My initial impression is that this expressive and type-safe error handling is very attractive. I'm looking forward to experimenting with these monads, but I have not used them enough to appreciate how they ultimately improve the robustness of applications. I also think it will take some practice to learn when it is appropriate to use an Option, versus using a Try or an Either.

Expressive Tests

I've written previously about my interest in automated testing and my preference for testing one thing per test method. I haven't written many tests in Scala yet, but my first impression is that the ScalaTest testing frameworks seem very expressive and should help in writing effective tests. So far I've looked at the FlatSpec and the FeatureSpec style traits.

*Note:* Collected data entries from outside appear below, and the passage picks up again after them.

PR #90, opened 2021-04-08
Test mpca

sz144:
### Description
Minor update for mpca test.

### Status
**Ready**

### Types of changes

- [ ] In-line docstrings updated and documentation `docs` updated.

### DIFF
--- a/tests/embed/test_mpca.py
+++ b/tests/embed/test_mpca.py
@@ -11,6 +11,7 @@ baseline_model = loadmat("tests/test_data/mpca_baseline_res.mat")
 
 N_COMPS = [1, 50, 100]
 VAR_RATIOS = [0.7, 0.95]
+relative_tol = 0.00001
 
 
 @pytest.mark.parametrize("n_components", N_COMPS)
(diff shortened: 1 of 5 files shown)


tests/embed/test_mpca.py
```diff
@@ -47,7 +47,7 @@ def test_mpca(var_ratio, n_components):
     testing.assert_equal(x0_proj.ndim, 2)
     testing.assert_equal(x0_proj.shape[0], 1)
     testing.assert_equal(x0_proj.shape[1], n_components)
-    x0_rec = mpca.inverse_transform(x0_proj)
+    x0_rec = mpca.inverse_transform(x0_proj.reshape(-1))
```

FlatSpec facilitates a behaviour-driven style of development (BDD), where the tests are enumerated with text that specifies the behaviour that the test verifies. My experience has been that people often hesitate to write tests with descriptive names, because it just feels wrong to write a test method with a name as long as CustomerClassEqualsMethodShouldReturnTrueIfAllOfTheFieldsAreTheSame. The result is that the tests are not self-documenting and there is a temptation to test more than one thing per test method, making the tests less effective and less maintainable. I think it will feel more natural to write test specifications in proper English sentences with FlatSpec.

As an example, here are some FlatSpec tests that exercise the toString and equals methods of the Customer case class.

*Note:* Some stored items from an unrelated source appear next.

PR #101, opened 2021-04-18
Keep __init__ simple without public and private interfaces

### LINKED ISSUE #56: Public and Internal Interfaces
This is from a card created by @sz144 

References:
https://www.python.org/dev/peps/pep-0008/#public-and-internal-interfaces

https://stackoverflow.com/questions/35727134/module-imports-and-init-py-in-python

Examples:
- [pytorch](https://github.com/pytorch/pytorch/blob/master/torch/__init__.py)
- [scikit-learn](https://github.com/scikit-learn/scikit-learn/blob/main/sklearn/decomposition/__init__.py)
- [tensorly](https://github.com/tensorly/tensorly/blob/main/tensorly/tenalg/__init__.py)

haipinglu:
Fixes #56

### Description
I have studied the issues concerning the said public and private interfaces raised by Shuo earlier. My conclusion is that at the current state of our development, I do not see implementing public/private interfaces beneficial to us. Here, we take Shuo's original commented code in [`kale\embed\__init__.py`](https://github.com/sz144/pykale/blob/mpca/kale/embed/__init__.py) as an example (I purposely used Shuo's forked branch since the code here will be removed), consisting of two parts: 
1. Line 1 to 26: imports of various submodules of this module 
2. Line 28 to 40: the definition of `__all__` of all public submodules

I did not see the benefits but instead found problems with such practices considering the following: 
- `__all__` (line 28-40) is for wildcard import of the form `from ... import *`, which is [considered as a bad practice by the official python documentation](https://docs.python.org/3/tutorial/modules.html#importing-from-a-package). In what scenario, will we want to import all the submodules in `kale.embed`? So far, we did not use it and I think we should NOT use it in future unless there are VERY strong reasons to do so. It will be the best to _explicitly import the submodules needed_. Therefore, defining `__all__` seems no longer useful.
- Code in `__init__` [will be executed](https://docs.python.org/3/tutorial/modules.html#packages) so those listed submodules (line 1 to 26) will be imported. But looking at the code, do we really need to import so many modules in a typical usage of pykale? I never see such a usage yet. These unnecessary imports will slow things down and are _against our principle of minimalism_. Keeping `__init__` simple is in line with the design principles of pykale.
- It takes time to write such interfaces but I do not see what benefits they bring. This is not the best of our limited time, considering other priority such as testing. I understand these interfaces are seen in many top packages, but that sole reason is not convincing to devote our efforts while considering the above problems, _unless there are stronger reasons that I am not aware of, which I will be glad to hear if you know._

Based on the above, while my original plan for this branch (and PR) was to implement public/private interfaces, eventually, what I did is to create and tidy up the `__init__` file of our modules. 

### Status
**Ready**

### Types of changes


pz-white (approved):

XianyuanLiu (approved):
When I don't define `i3d_joint` in `__all__` but import it, it shows a warning as below by PyCharm. It may prevent misuse and show the interfaces clearly. 

However, I haven't found some official documents to encourage people to use it, and the price of doing this for all kale files is too high. Thus, I agree with you. There is no very strong reason to do so. Thanks.

image

RaivoKoot:
Agreed!

RaivoKoot (approved):

haipinglu:
> When I don't define `i3d_joint` in `__all__` but import it, it shows a warning as below by PyCharm. It may prevent misuse and show the interfaces clearly.

My suggestion is not to use `__all__` at all. If you do not define `__all__`, there won't be such a warning. 

It may be better to describe the interfaces in docstrings to that they will show up in the documentation, rather than define them in code via `__all__`, which becomes cumbersome and unpleasant to read when there are many such as line 28-40 of  [`kale\embed\__init__.py`](https://github.com/sz144/pykale/blob/mpca/kale/embed/__init__.py).

As for misuse, we can start with an underscore to designate an internal function.

> 
> However, I haven't found some official documents to encourage people to use it, and the price of doing this for all kale files is too high. Thus, I agree with you. There is no very strong reason to do so. Thanks.
> 
> image

sz144 (approved):

haipinglu:
@bobturneruk I will merge this PR. If you have any comment, please let us know.

bobturneruk:
I approve the merge. While PEP8 says we should use `__all__`, in practise this doesn't always happen. I think what we are now doing with using prefix `_` to denote "private" is an appropriate balance between the time required to produce a more tightly controlled public interface, and user needs.

haipinglu:
> I approve the merge. While PEP8 says we should use `__all__`, in practise this doesn't always happen. I think what we are now doing with using prefix `_` to denote "private" is an appropriate balance between the time required to produce a more tightly controlled public interface, and user needs.

Thanks Bob. That's helpful to hear.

import org.scalatest.{FlatSpec, ShouldMatchers}

class CustomerTests extends FlatSpec with ShouldMatchers {

  "Customer class toString method" should "print a useful string" in {
    val customer = Customer("Arthur Dent", 1, "Earth")
    customer.toString should equal("Customer(Arthur Dent,1,Earth)")
  }

  "Customer class equals method" should "return true if all the fields are the same" in {
    val customer1 = Customer("Arthur Dent", 1, "Earth")
    val customer2 = Customer("Arthur Dent", 1, "Earth")
    customer1 == customer2 shouldBe true
  }

  it should "return false if one of the fields is different" in {
    val customer1 = Customer("Arthur Dent", 1, "Earth")
    val customer2 = Customer("Arthur Dent", 2, "Earth")
    customer1 == customer2 shouldBe false
  }

}

I think the FlatSpec style of testing encourages testing only one thing per test method and I like how it makes the tests self-documenting.

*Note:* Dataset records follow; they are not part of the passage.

PR #113, opened 2021-04-22
Update reference to pykale master to pykale main

haipinglu:
### Description
Update reference to pykale master to pykale main after we renamed our default branch to main.

### Status
**Ready**

### Types of changes


bobturneruk (approved):
Looks good. Does readthedocs need an update at all?

haipinglu:
> Looks good. Does readthedocs need an update at all?

Yes, you are right. Thanks for the reminder. I just did :-)

PR #122, opened 2021-04-25
Test deep_dta

pz-white:
### Description
1. Add tests covering deepdta related modules including:
- kale/embed/seq_nn.py
- kale/loaddata/tdc_datasets.py
- kale/pipeline/deep_dti.py
- kale/predict/decode.py
- kale/prepdata/chem_transform.py

2. Introduce conda virtual environment in test action.

3. Remove MNIST/MNISTM test as they are blocked due to HTTPServer error.

### Status
**Ready**

### Types of changes


pytest.ini
```diff
@@ -0,0 +1,6 @@
+# pytest.ini
```
haipinglu, line 1: This is a good direction to resolve the challenge but we prefer to keep the number of files small so this should be configured in `pyproject.toml` instead. See [pytest docs on config using `pyproject.toml`](https://docs.pytest.org/en/stable/customize.html#pyproject-toml).

pz-white:
Reproduce the url error for MINIST, try to re-run after the server is stable.

haipinglu:
> Reproduce the url error for MINIST, try to re-run after the server is stable.

That's annoying. Hope it is temporary, otherwise, we will consider to resolve or skip it (MNIST/M) later.

bobturneruk:
Introduces `rdkit` dependency not installed by `pip install -e .[dev]`.

bobturneruk:
@pz-white can you run these tests locally in a clean `conda` environment using `pytest`?

pz-white:
@bobturneruk yes I can successfully run these test with pytest locally with my conda environment

.github/workflows/test.yml
```diff
@@ -32,9 +28,20 @@ jobs:
         uses: actions/setup-python@v2
         with:
           python-version: ${{ matrix.python-version }}
+      - uses: s-weigand/setup-conda@v1
```
bobturneruk, line 31: If we need conda, consider https://github.com/conda-incubator/setup-miniconda

bobturneruk:
Seems like this PR introduces a lot of new requirements and changes CI quite a bit - we need to decide on how these will be managed. My default suggestion is to add to `setup.py` where possible, although I appreciate that `rdkit` needs `conda`. I suppose this means that `PyKale` now also requires `conda` unless the required functionality in `rdkit` can be installed some other way?

.github/workflows/test.yml
pz-white: Thanks Bob! Let me try it now.

haipinglu:
> Seems like this PR introduces a lot of new requirements and changes CI quite a bit - we need to decide on how these will be managed. My default suggestion is to add to `setup.py` where possible, although I appreciate that `rdkit` needs `conda`. I suppose this means that `PyKale` now also requires `conda` unless the required functionality in `rdkit` can be installed some other way?

Not sure how to do it. The official instruction to install `pytorch geometric` is bit different from regular packages, as in the updated `test.yml`. Do you think this can be put in `setup.py`? If yes, can you make the change? I don't know how yet.

.github/workflows/test.yml
pz-white: The conda should be necessary as I checked that the `rdkit` is not a pure python package so that the package author said it is not supported to distribute with `PyPi`

bobturneruk:
I'll have a look. I think this may impact on `PyKale` install instructions. I hope it doesn't mean extra manual steps.

bobturneruk:
I think we need to make it clearer what needs to be installed to run the tests: https://pykale.readthedocs.io/en/latest/installation.html

haipinglu:
> I think we need to make it clearer what needs to be installed to run the tests: https://pykale.readthedocs.io/en/latest/installation.html

Our current suggestion is pytorch and pytorch geometric should be manually installed, which is the most common practice because this often needs to match the hardware (cpu/gpu versions). 

Only those who works on graphs and use related APIs need to install pytorch geometric, not everybody (among 6 of us, only Peizhen is working on graphs. ). We have MSc students followed the instructions and it seems all right.

tests/embed/test_seq_nn.py
```diff
@@ -0,0 +1,48 @@
...
+
+
+def test_gcn_encoder():
+    gcn_encoder = GCNEncoder(in_channel=8, out_channel=32).eval()
+    assert gcn_encoder.conv1.__repr__() == "GCNConv(8, 8)"
+    assert gcn_encoder.conv2.__repr__() == "GCNConv(8, 16)"
+    assert gcn_encoder.conv3.__repr__() == "GCNConv(16, 32)"
+    N1, N2 = 4, 5
+    x = torch.randn(N1 + N2, 8)
+    batch = torch.tensor([0 for _ in range(N1)] + [1 for _ in range(N2)])
```
haipinglu, line 38: A bit hard to understand for me here, to learn from you later, maybe just because I am not familiar. If complicated, add some light comments may help others.

haipinglu (approved):
Good job!
@bobturneruk Shall we wait for your review before merging? Please let us know. Thanks.

bobturneruk:
Please don't wait. If there's anything specific you want me to look at retrospectively, let me know.

.github/workflows/test.yml
```diff
@@ -32,17 +28,28 @@ jobs:
...
         run: |
           pytest --cov=kale
-        shell: bash
+        shell: bash -l {0}
       - name: Report coverage
         run: |
           coverage xml
           bash <(curl -s https://codecov.io/bash)
-        shell: bash
+        shell: bash -l {0}
```
haipinglu, line 55: @pz-white May I know why you changed `bash` to `bash -l {0}`? Now [codecov](https://codecov.io/gh/pykale/pykale/tree/master/kale) is not updating and I am suspecting this to be the cause.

FeatureSpec is for writing acceptance tests where one describes features and scenarios. It still requires the tester to write the correct assertions, but FeatureSpec is straightforward enough that it would allow a product manager, for example, to formulate the acceptance tests in English as part of the development process.

import org.scalatest._

class Account(customer: Customer, active: Boolean) {  
  private var _active: Boolean = active
  def isActive = _active
  def deactivate() = { _active = false }
  def activate() = { _active = true }
}

class AccountSpecification extends FeatureSpec with GivenWhenThen {

  info("As an account administrator")
  info("I want to be able to disable an account without deleting it")
  info("So that I can maintain the identity in the system")
  info("And have the option of enabling it again in the future")

  feature("Account deactivation") {
    scenario("Deactivating an active account") {

      Given("An account that is enabled")
      val account = new Account(Customer("Arthur Dent", 1, "Earth"), true)
      assert(account.isActive)

      When("the account is deactivated")
      account.deactivate()

      Then("the isActive method should return false")
      assert(!account.isActive)

    }

    scenario("Reactivating a deactivated account") {

      Given("An account that is disabled")
      val account = new Account(Customer("Arthur Dent", 1, "Earth"), false)
      assert(!account.isActive)

      When("the account is reactivated")
      account.activate()

      Then("the isActive method should return true")
      assert(account.isActive)

    }
  }
}

If used correctly, ScalaTest makes the intent of the test very clear and the result is very readable test reports.